**Exercise aim:** Copy down the listing below exactly, please, including every line.

**Raw data:**
PR #541, opened 2018-02-14
lookup: unmark node-report as flaky

richardlau:
I'm on a tablet at the moment so can't test locally but I don't believe node-report tests should be flaky on Windows. 

##### Checklist

- [ ] `npm test` passes
- [ ] tests are included
- [ ] documentation is changed or added
- [ ] contribution guidelines followed [here](https://github.com/nodejs/citgm/blob/master/CONTRIBUTING.md)

PR #567, opened 2018-05-20
lookup: remove flaky entries

BridgeAR:
This is actually meant as a test. I would like to see a couple of citgm runs with all these entries removes to actually know if we are able to remove a couple of those entries. It is not meant to actually land.

### DIFF
--- a/lib/lookup.json
+++ b/lib/lookup.json
@@ -4,13 +4,11 @@
     "maintainers": "jdalton"
   },
   "underscore": {
-    "flaky": ["aix", "s390"],
     "skip": "win32",
     "maintainers": "jashkenas"
   },
   "request": {
     "prefix": "v",
-    "flaky": true,
     "skip": "aix",
     "maintainers": "mikeal"
   },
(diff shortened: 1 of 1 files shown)


lib/lookup.json
```diff
@@ -74,29 +71,25 @@
...
     "maintainers": "jprichardson"
   },
   "body-parser": {
-    "flaky": "aix",
     "maintainers": "dougwilson"
   },
   "uglify-js": {
     "prefix": "v",
-    "flaky": ["ppc", "win32", "v7", "darwin"],
+    "flaky": ["v7"],
```
MylesBorins: we can likely remove versions that are no longer maintained correct?

lib/lookup.json
```diff
@@ -420,17 +388,14 @@
...
     "maintainers": "tj"
   },
   "spawn-wrap": {
     "prefix": "v",
-    "flaky": ["win32", "sles", "aix", "darwin"],
     "maintainers": "isaacs"
   },
   "node-report": {
     "prefix": "v",
-    "flaky": "win32",
```
richardlau: https://github.com/nodejs/citgm/pull/541

targos:
Needs a rebase

BridgeAR:
I am closing this for now. I'll have another look at the flakes soon again.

**Written answer:**
PR #541, opened 2018-02-14
lookup: unmark node-report as flaky

richardlau:
I'm on a tablet at the moment so can't test locally but I don't believe node-report tests should be flaky on Windows. 

##### Checklist

- [ ] `npm test` passes
- [ ] tests are included
- [ ] documentation is changed or added
- [ ] contribution guidelines followed [here](https://github.com/nodejs/citgm/blob/master/CONTRIBUTING.md)

PR #567, opened 2018-05-20
lookup: remove flaky entries

BridgeAR:
This is actually meant as a test. I would like to see a couple of citgm runs with all these entries removes to actually know if we are able to remove a couple of those entries. It is not meant to actually land.

### DIFF
--- a/lib/lookup.json
+++ b/lib/lookup.json
@@ -4,13 +4,11 @@
     "maintainers": "jdalton"
   },
   "underscore": {
-    "flaky": ["aix", "s390"],
     "skip": "win32",
     "maintainers": "jashkenas"
   },
   "request": {
     "prefix": "v",
-    "flaky": true,
     "skip": "aix",
     "maintainers": "mikeal"
   },
(diff shortened: 1 of 1 files shown)


lib/lookup.json
```diff
@@ -74,29 +71,25 @@
...
     "maintainers": "jprichardson"
   },
   "body-parser": {
-    "flaky": "aix",
     "maintainers": "dougwilson"
   },
   "uglify-js": {
     "prefix": "v",
-    "flaky": ["ppc", "win32", "v7", "darwin"],
+    "flaky": ["v7"],
```
MylesBorins: we can likely remove versions that are no longer maintained correct?

lib/lookup.json
```diff
@@ -420,17 +388,14 @@
...
     "maintainers": "tj"
   },
   "spawn-wrap": {
     "prefix": "v",
-    "flaky": ["win32", "sles", "aix", "darwin"],
     "maintainers": "isaacs"
   },
   "node-report": {
     "prefix": "v",
-    "flaky": "win32",
```
richardlau: https://github.com/nodejs/citgm/pull/541

targos:
Needs a rebase

BridgeAR:
I am closing this for now. I'll have another look at the flakes soon again.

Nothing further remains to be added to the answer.